The Day began the interview with Mr. Burbulis with the “collapse of the USSR,” the most important and crucial moment in the 21st century.
“THE INEVITABLE DISINTEGRATION OF THE SOVIET SYSTEM WAS PLANTED AT THE VERY MOMENT OF ITS FORMATION”
“The ‘collapse of the USSR’ is a widespread but not an adequate formula. To think and say so is typical of the people who do not possess the culture of memory and take an irresponsible attitude to this day and the future. There was in fact no Soviet empire in December 1991. Still nominally remaining the president, Mikhail Gorbachev did not really govern anything, and none of the Soviet-system bodies of power functioned. The USSR Council of Ministers was abolished, as was the USSR Congress of People’s Deputies on September 5. As the economy remained devastated and ruined, an Inter-Republican Economic Committee was formed, but this and other measures were not so much a well-thought-out plan of the transformation of a disintegrating empire as a forced and hasty action to set up entities that had unclear prospects and absolutely undefined powers.
“As for the historical background, the inevitable disintegration of the Soviet system was originally planted in the years, days, and hours of its formation. For five years, from 1917 until 1922, Russia went through the most terrible ‘referendum’ in its history in the shape of a fratricidal civil war that ended with a bloody victory of the Bolsheviks and the formation of a union of, at first, four Soviet republics on this basis.
BURBULIS ABOUT DEN LIBRARY’S UKRAINE INCOGNITA: “THIS BOOK IS A DISCOVERY FOR ME, A DISCOVERY VERY USEFUL FOR ONE’S WORLD OUTLOOK. IT HAS A SPIRIT AND INTEGRITY, AND IT GIVES AN AMPLE AND MEANINGFUL ACCOUNT OF UKRAINE’S UNIQUE HISTORICAL PATH. I AM SURE IT IS A MUST-READ FOR NOT ONLY UKRAINIANS, BUT ALSO, AND FIRST OF ALL, RUSSIANS” / Photo by the author
“The country suffered from violent rule for decades, and the whole system opposed the basic values of human life and fair world order. The dictatorship of the Communist Party – “the order of sword-bearers” – existed in various forms of outright violence and lawlessness. In the course of years, the totalitarian state was exhausted by the arms race and the struggle for influence on the international arena and proliferation of the communist utopia (a quasi-religion) all over the world at any cost. What is referred to as ‘perestroika’ became essential in the conditions of gerontocracy and physical exhaustion of the empire, for it served the basic interests of most people in Soviet society. Historically, the need for restructuring, reforms, and radical renewal was being formed for decades by many creative and responsible people, including dissidents, fighters against the regime, such as Andrei Sakharov and other worthy people. But ‘perestroika’ failed to save the USSR from collapse, above all because it was inconsistent, compromising, and irresolute. Gorbachev and the Soviet leadership as a whole did not clearly understand that the socialist life philosophy and the related system of power and administration were unviable and the inner content of the Soviet empire, with its heinous crimes against its own people and a primitive and aggressive doctrine of the struggle of two systems, was doomed from the very outset.

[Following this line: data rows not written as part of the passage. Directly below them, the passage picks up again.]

PR #328, opened 2015-04-08
Making a mnemonic conversion platform independent

Panzerfather:
... to share the code for Winforms/Wpf/Gtk#2+3

Android and WinRT wasn't change because due to VS, but at least for WinRT it could also use the code if it will be changed

iOS, Mac and Mac64 use a special mnemonic code which can't be independent

@cwensley: Is there a known bug in Gtk# why the ToolTips in Source/Eto.Gtk/Forms/ToolBar/*ItemHandler.cs where commented?
At least on Windows with Gtk# 2.12.26 all ToolTips are functional.


cwensley:
Thanks for the pull, however I don't think this belongs in Eto.dll.  To share the code between platforms, you can place the source file in Source/Shared, and then link to that from each of the platform assemblies that require it.

Having this exposed in the Eto namespace will be confusing as it is only used for certain platforms (Gtk and Wpf).

cwensley:
Is there a particular reason to change the partial Conversions class to WpfConversions/MacConversions/etc?  I don't mind changing things around if there's specific reasons behind it, but otherwise it might be good to keep this as is.

Panzerfather:
I think splitting a class over two projects with partial isn't a good Idea because it could confuse people who want to extend Eto and have to search over the project borders to find a method.

But the main reason behind is much more simple than that, the compiler will throw an error that there are to references of Conversion. One in Eto.Conversion and on in Eto.*.Conversion.
So you would have to change your method calls not just simple Conversion.To...() and WinConversion.To...(), you have to call them Eto.Coversion.To...() and Eto.Win.WinConversion.To() which would be annoying.

Only one file SDConversion.cs in the Mac-Solution stays unrenamed and extends the Eto.Conversion-Namespace.
Why? Because it uses the System.Drawing class and this can't be implemented in Eto-PCL directly. And it is spreaded over all other projects which are using the Drawing-Conversion.

cwensley:
I think you're mixing your branches up here, this is now including stuff from pull #321..

cwensley:
Ah, I see you reverted..  would you be able to squash your commits or reset this branch and force push so it doesn't include the unnecessary commits?

Panzerfather:
Just done it!

cwensley:
Hey this is looking good.  Only small thing for me is that NSConversions.cs and CGConversions.cs both contain partial MacConversions - it'd be better to have the name of the files changed to reflect the name of the class to avoid any confusion e.g. MacConversions.ns.cs and MacConversions.cg.cs

Could you also read the [Contributing Guide](https://github.com/picoe/Eto/wiki/Contributing) (especially the part at the bottom about licensing), and remark in a comment that you agree to license the code the same?

Thank you!

Panzerfather:
For NSConversions.cs I agree in renaming, but for CGConversions.cs I disagree, because this file is used/referenced over all platforms (Win/Gtk/...) and extends the Conversions-Namespace.

But this can't be moved to the Eto-PCL code because of the System.Drawing dependency. Making a new Project which only have this file in is a to big overhead I think.

So renaming this to MacConversion.sd.cs isn't possible.

cwensley:
CGConversions is only used by Mac/iOS platforms.. I think you mean SDConversions, which I agree should stay as is.  To remark that you accept it, adding a comment to the pull request is sufficient.

Panzerfather:
@cwensley: I'm accepting the BSD-3 License for this project to this and all other pull requests.

Source/Eto.Mac/MacConversions.cs
```diff
@@ -49,16 +49,10 @@ public static Color ToEto(this NSColor color)
 		{
 			if (color == null)
 				return Colors.Black;
-			var converted = color.UsingColorSpace(NSColorSpace.CalibratedRGB);
```
cwensley: This code shouldn't be reverted here

Panzerfather:
Updated code to your revision c15e0c713ebeb64cd5c7e20d2409bd175a511a55

cwensley:
Great, thanks!!  Though it looks like there's a compile error.   Also, any chance to get a squash of the commits for this one?

Panzerfather:
Puuh, finally rebased and squashed it with the latest picoe/develop tree.

cwensley:
VERY NICE!  Thank you greatly, it looks awesome!

Panzerfather:
No problem. Thank you for your sharp eyes which are watching all the pull requests to keep Eto on a high level programming standard.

The undeniable scientific, technological, and cultural achievements of the Soviet empire cannot obliterate the tragic essence of our history which I define, in politosophic terms, as a systemic anthropological catastrophe.
“After all, Gorbachev was deeply and tragically mistaken when he claimed that we ‘will create a true socialism.’ The economic situation was disastrous, and the constituent republics began to see the sprouts of ethnic conflicts. The USSR Congress of People’s Deputies, which we at first viewed as the first ever opportunity in Soviet history for intelligent and responsible people to take real part in public administration, failed to make the decisions, the delay of which was detrimental for the country. This is what I see as historical preconditions for an inevitable collapse of the Soviet Union.”

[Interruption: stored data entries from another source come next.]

PR #329, opened 2015-04-09
Fix for Type "Eto.ResourceNotFoundException" is not marked as serializable

Panzerfather:
Removing EtoException, ResourceNotFoundException and HandlerInvalidException and replacing Exception-Handling with System.Exception to make Eto serializable.

Serialization isn't available in PCL-Code, the used stub serialization isn't functionable. Microsoft supposes using [DataContract] for PCL-Code, but then a whole Error-System have to be created for Eto which is a bit too exorbitant for just printout errors which was using the System.Exception class.

Fixes: Type "Eto.ResourceNotFoundException" in assembly "Eto, Version=2.0.*.*, Culture=neutral, PublicKeyToken=null" is not marked as serializable.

“IMPERIALNESS IS BEING RESTORED IN THE ABSENCE OF AN EMPIRE AS SUCH”
Imperial ambitions are now blinding the eyes of the Russian political elite. This is in sharp contrast to your policies – you once put emphasis on the right of peoples to self-determination and territorial integrity. Do you think Russia can be modernized?

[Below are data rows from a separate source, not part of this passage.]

PR #1129, opened 2024-03-21
changes proposed by pixee bot

bhaskarnn9:


benbusby (commented):
A lot of these changes aren't needed -- things like using a secure randomness generator for the UserAgent string isn't something that needs to be secure, or the secure subprocess call in `replit.py`, which is only ever called by Replit when Whoogle is deployed through them, and iirc doesn't have access to modules outside of what is available in base Python.

Also there seems to be a mix of using `requests.get` and `security.safe_requests.get`, and the `exception` module imported from `security.safe_requests` doesn't seem to exist (at least in v1.2.1).

With that said, I'm gonna close this PR since I don't think a lot of these changes are worth adding another dependency. I'll keep an eye on the `security` library from pixee though, seems like it could be more useful as it continues to get developed

PR #1131, opened 2024-03-22
Attempt to extract query on error condition and print trace

pantherman594:
When an error is hit, the search alternatives are not useful because the query is still encrypted. This PR tries to decrypt the search query for the error page. It also prints a stack trace of the exception for easier debugging.

### DIFF
--- a/app/routes.py
+++ b/app/routes.py
@@ -8,6 +8,8 @@ import re
 import urllib.parse as urlparse
 import uuid
 import validators
+import sys
+import traceback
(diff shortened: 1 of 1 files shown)


pantherman594:
I originally included the query with the stack trace to potentially help with debugging, but I realized logging these queries could be a privacy concern. Let me know if you think that would be useful to add back

benbusby (approved):
Looks good, agreed about not logging queries in the traceback

PR #1132, opened 2024-03-22
Custom bangs

### LINKED ISSUE #289: [FEATURE] Let the iBangs !i, !v, and !n go to Whoogle's own image, video and news search
Right now the iBangs !i, !v, and !n goes to duckduckgo. This is not bad but i think it should be better to integrate them with whoogle instead. And besides, image, video and news search isn't available with duckduckgo when javascript is off.

pantherman594:
Add the possibility for user-defined bangs, stored in `app/static/bangs`. These are parsed in alphabetical order, with the DDG bangs parsed first.

Closes  #289

### DIFF
--- a/.gitignore
+++ b/.gitignore
@@ -1,4 +1,5 @@
 venv/
+.venv/
 .idea/
 __pycache__/
 *.pyc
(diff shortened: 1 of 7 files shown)


benbusby (approved):
Works great, thanks!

“I think the term ‘imperial syndrome’ is more suitable than ‘imperial ambitions.’ Having an ambition means that you want to establish your clout and interests on the basis of something of high quality and meaningful, whereas syndrome is a disease. Imperialness is being restored in the absence of an empire as such. Russia is still in the process of a profound and systemic transformation of all vital spheres in the state and society. The most characteristic feature of present-day Russia is that it is an average-developed country that is degrading by many indications and exhibiting irrational behavior in official politics.
“Can Russia modernize? Of course, it can – and this is my constitutional and meritocratic belief. The key responsibility lies today with the so-called intellectual and political elite. I say ‘so-called’ because a true elite is the leading stratum of society and the state, which clearly defines the country’s strategy of development. But we have a ‘self-styled’ elite now, which has failed to form, by many parameters, an image of the near future and continues to make decisions that run counter to the political culture of today and the country’s genuine interests. Why did it happen? It is the question of a restoration tendency and forced loyalty of the majority of the population. The great Hegel once said, which is very useful for understanding our situation: ‘A darned stocking is better than a torn one, but it is not so with consciousness.’ Darned consciousness is a malady and a major woe. It will take long and painstaking work to heal the people’s injured consciousness.
“And we began this necessary and salutary activity 25 years ago. I am convinced that both Russia and Ukraine deserve a better future. New generations capable of qualitatively new transformations have emerged. And let the final maxim in Bulat Okudzhava’s poem inspire us to feel our own dignity: ‘Whatever darkness and evil may prophesy, humankind has not devised anything better to save itself.’”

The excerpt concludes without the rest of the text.